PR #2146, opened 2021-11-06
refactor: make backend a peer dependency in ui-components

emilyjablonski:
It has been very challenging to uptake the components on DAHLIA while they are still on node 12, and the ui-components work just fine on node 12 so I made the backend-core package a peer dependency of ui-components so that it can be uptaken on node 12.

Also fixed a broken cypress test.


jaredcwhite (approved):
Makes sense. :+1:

==================================================

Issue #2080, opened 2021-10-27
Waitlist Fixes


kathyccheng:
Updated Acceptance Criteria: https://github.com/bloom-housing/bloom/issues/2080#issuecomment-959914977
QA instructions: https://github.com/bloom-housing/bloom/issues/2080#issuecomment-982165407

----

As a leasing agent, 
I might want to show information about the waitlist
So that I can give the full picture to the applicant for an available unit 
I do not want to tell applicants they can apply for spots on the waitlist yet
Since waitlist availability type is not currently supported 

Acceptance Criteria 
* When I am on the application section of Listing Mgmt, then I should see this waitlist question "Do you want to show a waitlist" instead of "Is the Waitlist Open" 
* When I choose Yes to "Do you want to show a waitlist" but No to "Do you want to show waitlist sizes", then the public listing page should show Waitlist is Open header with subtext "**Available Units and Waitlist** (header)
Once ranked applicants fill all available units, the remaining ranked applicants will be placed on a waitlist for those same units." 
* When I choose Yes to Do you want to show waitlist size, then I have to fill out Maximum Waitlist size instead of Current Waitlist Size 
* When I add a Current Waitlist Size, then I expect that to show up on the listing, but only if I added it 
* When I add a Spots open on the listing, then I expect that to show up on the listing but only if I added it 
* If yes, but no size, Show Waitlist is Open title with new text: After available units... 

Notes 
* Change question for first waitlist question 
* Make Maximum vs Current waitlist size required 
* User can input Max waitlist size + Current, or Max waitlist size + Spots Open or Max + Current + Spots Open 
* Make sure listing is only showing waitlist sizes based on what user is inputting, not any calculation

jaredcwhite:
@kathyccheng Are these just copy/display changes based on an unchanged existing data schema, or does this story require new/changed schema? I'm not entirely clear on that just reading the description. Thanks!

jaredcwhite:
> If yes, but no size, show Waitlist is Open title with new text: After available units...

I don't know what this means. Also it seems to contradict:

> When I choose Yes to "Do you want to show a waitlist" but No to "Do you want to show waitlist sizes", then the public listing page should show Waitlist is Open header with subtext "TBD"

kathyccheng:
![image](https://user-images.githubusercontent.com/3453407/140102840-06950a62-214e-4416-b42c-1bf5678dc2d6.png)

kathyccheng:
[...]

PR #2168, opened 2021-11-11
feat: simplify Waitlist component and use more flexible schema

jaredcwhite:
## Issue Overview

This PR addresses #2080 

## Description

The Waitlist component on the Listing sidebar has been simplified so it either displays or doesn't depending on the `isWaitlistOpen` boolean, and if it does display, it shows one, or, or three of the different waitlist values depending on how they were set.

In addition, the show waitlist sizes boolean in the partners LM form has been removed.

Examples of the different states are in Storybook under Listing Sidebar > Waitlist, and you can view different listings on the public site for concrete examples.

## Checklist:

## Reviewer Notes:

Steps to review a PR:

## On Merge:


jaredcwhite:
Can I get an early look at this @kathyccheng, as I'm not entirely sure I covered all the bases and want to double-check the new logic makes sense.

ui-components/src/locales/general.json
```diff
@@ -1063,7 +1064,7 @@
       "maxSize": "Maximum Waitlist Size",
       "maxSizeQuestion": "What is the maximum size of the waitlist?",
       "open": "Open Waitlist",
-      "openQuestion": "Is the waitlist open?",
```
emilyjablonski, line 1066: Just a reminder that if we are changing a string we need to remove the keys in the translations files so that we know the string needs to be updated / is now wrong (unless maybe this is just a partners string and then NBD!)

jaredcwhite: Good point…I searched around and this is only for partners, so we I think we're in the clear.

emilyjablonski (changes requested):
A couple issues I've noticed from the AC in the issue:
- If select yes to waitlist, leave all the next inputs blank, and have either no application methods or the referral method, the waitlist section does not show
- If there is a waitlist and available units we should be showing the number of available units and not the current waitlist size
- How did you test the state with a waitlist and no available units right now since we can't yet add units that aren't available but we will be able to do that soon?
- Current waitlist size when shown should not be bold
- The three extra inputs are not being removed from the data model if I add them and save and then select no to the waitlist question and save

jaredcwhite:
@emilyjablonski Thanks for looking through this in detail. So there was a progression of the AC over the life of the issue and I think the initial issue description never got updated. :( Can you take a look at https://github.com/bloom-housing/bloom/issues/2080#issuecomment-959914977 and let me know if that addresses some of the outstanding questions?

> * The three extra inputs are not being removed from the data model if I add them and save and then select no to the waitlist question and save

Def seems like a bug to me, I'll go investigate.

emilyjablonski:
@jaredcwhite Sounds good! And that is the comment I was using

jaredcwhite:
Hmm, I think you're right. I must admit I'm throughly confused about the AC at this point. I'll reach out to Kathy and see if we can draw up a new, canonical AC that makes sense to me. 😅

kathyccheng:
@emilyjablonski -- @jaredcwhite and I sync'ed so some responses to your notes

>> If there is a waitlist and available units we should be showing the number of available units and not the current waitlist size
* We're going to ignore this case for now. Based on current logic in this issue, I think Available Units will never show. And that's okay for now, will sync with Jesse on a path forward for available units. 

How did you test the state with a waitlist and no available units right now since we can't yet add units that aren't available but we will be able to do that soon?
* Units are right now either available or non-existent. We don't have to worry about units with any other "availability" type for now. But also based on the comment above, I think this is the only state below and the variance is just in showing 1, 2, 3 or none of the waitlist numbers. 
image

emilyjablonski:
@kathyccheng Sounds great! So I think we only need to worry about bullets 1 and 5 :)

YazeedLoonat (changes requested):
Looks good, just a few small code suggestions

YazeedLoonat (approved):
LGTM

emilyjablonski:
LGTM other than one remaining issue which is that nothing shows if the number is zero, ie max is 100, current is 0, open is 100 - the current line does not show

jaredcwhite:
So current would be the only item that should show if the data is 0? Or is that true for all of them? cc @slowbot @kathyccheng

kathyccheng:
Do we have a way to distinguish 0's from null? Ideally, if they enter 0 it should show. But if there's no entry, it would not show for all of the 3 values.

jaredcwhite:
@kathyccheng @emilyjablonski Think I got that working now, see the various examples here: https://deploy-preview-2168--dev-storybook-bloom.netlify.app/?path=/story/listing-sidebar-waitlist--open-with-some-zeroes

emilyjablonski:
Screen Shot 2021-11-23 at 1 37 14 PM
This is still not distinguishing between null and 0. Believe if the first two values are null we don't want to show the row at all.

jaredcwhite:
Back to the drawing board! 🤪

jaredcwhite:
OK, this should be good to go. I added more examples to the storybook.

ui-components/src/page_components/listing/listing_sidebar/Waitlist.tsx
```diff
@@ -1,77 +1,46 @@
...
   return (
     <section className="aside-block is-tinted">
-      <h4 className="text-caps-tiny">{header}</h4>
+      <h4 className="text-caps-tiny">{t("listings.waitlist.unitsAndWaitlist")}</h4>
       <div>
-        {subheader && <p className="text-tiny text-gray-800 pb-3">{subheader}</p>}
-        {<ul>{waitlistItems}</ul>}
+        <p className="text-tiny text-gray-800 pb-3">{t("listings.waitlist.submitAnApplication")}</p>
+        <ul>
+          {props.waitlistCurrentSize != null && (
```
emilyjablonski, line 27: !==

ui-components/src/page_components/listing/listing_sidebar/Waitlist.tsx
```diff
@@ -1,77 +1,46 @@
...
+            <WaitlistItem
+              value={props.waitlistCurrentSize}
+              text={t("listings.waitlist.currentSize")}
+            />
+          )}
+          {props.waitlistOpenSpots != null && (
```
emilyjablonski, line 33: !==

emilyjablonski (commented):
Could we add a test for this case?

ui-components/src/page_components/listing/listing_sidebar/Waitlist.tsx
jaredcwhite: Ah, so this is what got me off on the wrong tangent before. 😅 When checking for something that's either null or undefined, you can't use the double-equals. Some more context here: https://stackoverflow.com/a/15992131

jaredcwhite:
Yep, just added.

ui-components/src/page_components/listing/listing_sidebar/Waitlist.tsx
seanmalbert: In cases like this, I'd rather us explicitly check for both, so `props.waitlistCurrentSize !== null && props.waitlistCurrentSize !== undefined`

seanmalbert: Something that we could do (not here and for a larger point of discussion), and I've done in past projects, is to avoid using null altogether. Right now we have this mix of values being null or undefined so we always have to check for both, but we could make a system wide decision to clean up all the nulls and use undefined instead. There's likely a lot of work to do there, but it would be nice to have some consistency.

==================================================

* [Action item] Track down every line of the material containing the string "test", and copy it.

* [Output for this task]
Also fixed a broken cypress test.
- How did you test the state with a waitlist and no available units right now since we can't yet add units that aren't available but we will be able to do that soon?
How did you test the state with a waitlist and no available units right now since we can't yet add units that aren't available but we will be able to do that soon?
Could we add a test for this case?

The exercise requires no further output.